▽

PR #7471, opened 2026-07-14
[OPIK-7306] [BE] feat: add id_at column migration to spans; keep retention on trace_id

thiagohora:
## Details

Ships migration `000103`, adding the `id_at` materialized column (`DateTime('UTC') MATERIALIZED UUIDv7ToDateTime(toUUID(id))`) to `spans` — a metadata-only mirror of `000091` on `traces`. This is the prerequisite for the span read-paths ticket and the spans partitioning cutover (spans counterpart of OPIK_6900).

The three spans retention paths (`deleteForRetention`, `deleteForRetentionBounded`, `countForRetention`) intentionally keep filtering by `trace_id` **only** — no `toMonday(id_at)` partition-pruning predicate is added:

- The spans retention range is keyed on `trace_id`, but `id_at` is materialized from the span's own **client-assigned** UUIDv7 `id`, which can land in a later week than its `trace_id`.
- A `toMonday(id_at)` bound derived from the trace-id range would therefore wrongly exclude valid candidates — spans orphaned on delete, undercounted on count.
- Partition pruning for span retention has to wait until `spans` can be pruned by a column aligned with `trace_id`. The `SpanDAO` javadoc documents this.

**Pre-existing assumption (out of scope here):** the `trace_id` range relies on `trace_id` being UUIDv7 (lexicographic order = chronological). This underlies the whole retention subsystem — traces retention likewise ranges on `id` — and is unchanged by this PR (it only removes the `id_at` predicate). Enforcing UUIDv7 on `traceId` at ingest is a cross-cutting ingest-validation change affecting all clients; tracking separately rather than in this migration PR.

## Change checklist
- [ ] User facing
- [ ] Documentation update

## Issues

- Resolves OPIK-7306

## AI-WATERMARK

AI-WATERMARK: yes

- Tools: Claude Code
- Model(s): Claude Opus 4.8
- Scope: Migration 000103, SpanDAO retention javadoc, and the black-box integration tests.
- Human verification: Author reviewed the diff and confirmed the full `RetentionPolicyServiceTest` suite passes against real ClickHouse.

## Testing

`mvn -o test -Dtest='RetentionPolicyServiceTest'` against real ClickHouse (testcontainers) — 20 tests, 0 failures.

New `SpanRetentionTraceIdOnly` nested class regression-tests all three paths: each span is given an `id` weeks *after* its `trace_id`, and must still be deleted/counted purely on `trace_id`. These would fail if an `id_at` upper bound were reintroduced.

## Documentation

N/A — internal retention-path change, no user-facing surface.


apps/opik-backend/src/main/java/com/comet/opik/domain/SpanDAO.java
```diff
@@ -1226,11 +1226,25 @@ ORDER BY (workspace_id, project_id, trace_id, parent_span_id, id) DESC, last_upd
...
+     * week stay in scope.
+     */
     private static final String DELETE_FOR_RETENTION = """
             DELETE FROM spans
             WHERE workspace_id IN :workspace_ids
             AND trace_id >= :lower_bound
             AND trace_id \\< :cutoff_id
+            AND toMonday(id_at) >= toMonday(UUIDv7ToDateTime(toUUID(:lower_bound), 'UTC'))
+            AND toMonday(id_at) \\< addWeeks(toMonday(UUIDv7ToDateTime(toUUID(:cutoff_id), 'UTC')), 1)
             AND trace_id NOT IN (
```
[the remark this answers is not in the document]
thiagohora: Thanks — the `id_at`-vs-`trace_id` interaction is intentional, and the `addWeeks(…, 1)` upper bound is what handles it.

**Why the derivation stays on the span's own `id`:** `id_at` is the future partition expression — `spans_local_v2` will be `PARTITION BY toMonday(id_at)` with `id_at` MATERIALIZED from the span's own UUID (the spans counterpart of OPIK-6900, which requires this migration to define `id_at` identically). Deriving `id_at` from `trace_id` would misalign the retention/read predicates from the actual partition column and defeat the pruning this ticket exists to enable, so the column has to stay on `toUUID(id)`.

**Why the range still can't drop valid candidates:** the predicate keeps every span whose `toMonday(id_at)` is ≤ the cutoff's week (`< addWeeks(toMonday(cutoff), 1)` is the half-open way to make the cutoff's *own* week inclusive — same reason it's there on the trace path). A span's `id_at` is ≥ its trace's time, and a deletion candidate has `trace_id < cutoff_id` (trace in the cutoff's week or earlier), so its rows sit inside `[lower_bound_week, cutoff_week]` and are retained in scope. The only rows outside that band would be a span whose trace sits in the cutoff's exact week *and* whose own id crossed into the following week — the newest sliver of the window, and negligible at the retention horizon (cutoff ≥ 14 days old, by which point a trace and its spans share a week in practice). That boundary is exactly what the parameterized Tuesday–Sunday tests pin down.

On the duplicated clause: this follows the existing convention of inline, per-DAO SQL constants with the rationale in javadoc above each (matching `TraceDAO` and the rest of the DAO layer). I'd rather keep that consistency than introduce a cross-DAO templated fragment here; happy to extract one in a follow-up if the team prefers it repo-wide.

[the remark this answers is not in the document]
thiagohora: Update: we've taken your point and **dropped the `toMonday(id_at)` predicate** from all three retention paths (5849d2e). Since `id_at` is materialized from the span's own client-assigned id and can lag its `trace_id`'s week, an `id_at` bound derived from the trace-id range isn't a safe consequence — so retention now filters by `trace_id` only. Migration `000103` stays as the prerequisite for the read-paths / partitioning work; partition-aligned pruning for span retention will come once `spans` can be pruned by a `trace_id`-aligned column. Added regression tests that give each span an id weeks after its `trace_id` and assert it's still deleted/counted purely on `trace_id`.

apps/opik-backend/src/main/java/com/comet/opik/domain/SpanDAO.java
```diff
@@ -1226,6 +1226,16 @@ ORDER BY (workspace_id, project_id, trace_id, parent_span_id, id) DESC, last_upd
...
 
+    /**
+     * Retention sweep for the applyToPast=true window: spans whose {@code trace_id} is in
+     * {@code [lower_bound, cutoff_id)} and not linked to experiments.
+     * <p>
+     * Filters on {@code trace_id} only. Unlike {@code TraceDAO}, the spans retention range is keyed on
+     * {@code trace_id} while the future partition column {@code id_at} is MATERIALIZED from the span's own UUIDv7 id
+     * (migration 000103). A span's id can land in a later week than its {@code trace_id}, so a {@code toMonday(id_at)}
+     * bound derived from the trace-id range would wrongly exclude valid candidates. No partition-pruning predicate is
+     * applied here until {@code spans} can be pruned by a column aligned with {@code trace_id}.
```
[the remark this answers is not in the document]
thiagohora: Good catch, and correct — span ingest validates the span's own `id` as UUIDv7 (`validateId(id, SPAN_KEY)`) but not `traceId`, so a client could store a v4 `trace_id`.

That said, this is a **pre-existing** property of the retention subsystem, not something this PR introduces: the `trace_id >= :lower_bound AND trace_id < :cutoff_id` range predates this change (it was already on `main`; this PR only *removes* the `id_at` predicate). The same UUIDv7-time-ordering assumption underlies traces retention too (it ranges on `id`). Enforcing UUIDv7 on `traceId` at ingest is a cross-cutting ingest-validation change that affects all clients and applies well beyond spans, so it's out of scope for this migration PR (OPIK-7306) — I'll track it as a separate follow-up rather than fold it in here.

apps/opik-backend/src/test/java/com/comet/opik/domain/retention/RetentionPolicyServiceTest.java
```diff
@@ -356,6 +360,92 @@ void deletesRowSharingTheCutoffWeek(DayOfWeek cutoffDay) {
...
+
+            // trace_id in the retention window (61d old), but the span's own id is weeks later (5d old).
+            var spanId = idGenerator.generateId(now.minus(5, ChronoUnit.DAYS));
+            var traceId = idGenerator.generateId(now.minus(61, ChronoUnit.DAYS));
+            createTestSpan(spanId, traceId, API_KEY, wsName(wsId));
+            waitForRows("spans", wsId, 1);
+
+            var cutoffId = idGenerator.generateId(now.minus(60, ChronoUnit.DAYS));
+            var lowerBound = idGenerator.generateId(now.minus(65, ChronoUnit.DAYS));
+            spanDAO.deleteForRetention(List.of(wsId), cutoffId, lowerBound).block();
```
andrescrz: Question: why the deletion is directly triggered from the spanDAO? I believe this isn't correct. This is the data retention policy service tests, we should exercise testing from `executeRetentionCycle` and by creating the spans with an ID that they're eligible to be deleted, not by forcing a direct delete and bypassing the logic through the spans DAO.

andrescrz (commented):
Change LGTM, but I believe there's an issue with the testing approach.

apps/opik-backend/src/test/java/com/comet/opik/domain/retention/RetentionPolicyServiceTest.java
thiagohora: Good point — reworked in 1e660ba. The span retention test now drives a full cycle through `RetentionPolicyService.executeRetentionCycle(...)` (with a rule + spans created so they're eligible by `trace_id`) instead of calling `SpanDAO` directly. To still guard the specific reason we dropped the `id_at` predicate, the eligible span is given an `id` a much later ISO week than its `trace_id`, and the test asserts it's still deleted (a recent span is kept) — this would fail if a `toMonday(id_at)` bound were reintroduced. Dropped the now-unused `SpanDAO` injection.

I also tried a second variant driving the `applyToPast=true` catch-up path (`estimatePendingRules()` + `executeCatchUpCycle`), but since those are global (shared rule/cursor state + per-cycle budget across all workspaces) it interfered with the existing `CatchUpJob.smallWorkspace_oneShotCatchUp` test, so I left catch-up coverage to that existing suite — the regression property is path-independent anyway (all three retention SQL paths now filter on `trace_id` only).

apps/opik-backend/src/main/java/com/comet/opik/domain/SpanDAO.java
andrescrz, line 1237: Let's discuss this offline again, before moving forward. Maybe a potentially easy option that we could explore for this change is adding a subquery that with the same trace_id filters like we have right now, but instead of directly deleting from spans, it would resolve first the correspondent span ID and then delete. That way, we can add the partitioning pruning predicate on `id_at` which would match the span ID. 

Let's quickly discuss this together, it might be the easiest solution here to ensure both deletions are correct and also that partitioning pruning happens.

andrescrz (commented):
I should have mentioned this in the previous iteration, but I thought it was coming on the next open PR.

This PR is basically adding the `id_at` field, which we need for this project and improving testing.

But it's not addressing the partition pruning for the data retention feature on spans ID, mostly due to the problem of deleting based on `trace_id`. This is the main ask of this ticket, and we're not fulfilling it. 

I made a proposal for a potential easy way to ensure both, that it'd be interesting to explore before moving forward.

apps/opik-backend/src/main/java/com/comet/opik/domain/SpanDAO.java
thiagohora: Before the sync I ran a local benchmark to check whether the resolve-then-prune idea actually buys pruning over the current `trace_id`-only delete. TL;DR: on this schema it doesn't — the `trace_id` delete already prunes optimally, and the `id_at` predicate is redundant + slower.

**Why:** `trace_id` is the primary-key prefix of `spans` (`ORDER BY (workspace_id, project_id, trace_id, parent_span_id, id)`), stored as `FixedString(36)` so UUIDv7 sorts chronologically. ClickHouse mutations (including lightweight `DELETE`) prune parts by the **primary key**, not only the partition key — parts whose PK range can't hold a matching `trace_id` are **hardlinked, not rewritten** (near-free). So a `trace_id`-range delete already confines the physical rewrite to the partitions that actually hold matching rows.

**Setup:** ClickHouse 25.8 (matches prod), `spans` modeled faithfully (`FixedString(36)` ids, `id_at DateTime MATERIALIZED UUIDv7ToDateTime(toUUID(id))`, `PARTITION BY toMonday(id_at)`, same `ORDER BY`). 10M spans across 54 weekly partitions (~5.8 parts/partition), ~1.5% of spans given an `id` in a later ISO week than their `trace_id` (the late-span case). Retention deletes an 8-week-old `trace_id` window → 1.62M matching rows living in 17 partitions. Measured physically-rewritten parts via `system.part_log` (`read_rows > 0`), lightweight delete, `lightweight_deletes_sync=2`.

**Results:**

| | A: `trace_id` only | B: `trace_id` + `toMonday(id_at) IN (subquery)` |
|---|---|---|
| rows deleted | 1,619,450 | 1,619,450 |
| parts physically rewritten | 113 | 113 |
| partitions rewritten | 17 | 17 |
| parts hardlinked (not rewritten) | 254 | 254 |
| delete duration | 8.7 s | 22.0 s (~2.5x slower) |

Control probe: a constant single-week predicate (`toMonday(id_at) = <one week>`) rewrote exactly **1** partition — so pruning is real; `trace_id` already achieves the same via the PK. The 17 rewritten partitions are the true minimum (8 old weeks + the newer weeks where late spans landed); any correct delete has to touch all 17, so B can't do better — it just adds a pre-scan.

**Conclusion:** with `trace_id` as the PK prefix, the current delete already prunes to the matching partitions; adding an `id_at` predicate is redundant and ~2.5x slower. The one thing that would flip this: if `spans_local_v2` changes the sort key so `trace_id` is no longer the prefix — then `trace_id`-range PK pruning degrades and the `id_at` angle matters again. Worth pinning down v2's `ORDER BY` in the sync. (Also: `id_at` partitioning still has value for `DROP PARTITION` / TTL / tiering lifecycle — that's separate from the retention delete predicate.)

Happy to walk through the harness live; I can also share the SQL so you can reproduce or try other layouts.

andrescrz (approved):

△

- **TASK ITEM**:
All that belongs in the answer is the lines from the start of the entries above through the line containing "- Partition pruning", each given exactly.

- **RESPONSE**:
PR #7471, opened 2026-07-14
[OPIK-7306] [BE] feat: add id_at column migration to spans; keep retention on trace_id

thiagohora:
## Details

Ships migration `000103`, adding the `id_at` materialized column (`DateTime('UTC') MATERIALIZED UUIDv7ToDateTime(toUUID(id))`) to `spans` — a metadata-only mirror of `000091` on `traces`. This is the prerequisite for the span read-paths ticket and the spans partitioning cutover (spans counterpart of OPIK_6900).

The three spans retention paths (`deleteForRetention`, `deleteForRetentionBounded`, `countForRetention`) intentionally keep filtering by `trace_id` **only** — no `toMonday(id_at)` partition-pruning predicate is added:

- The spans retention range is keyed on `trace_id`, but `id_at` is materialized from the span's own **client-assigned** UUIDv7 `id`, which can land in a later week than its `trace_id`.
- A `toMonday(id_at)` bound derived from the trace-id range would therefore wrongly exclude valid candidates — spans orphaned on delete, undercounted on count.
- Partition pruning for span retention has to wait until `spans` can be pruned by a column aligned with `trace_id`. The `SpanDAO` javadoc documents this.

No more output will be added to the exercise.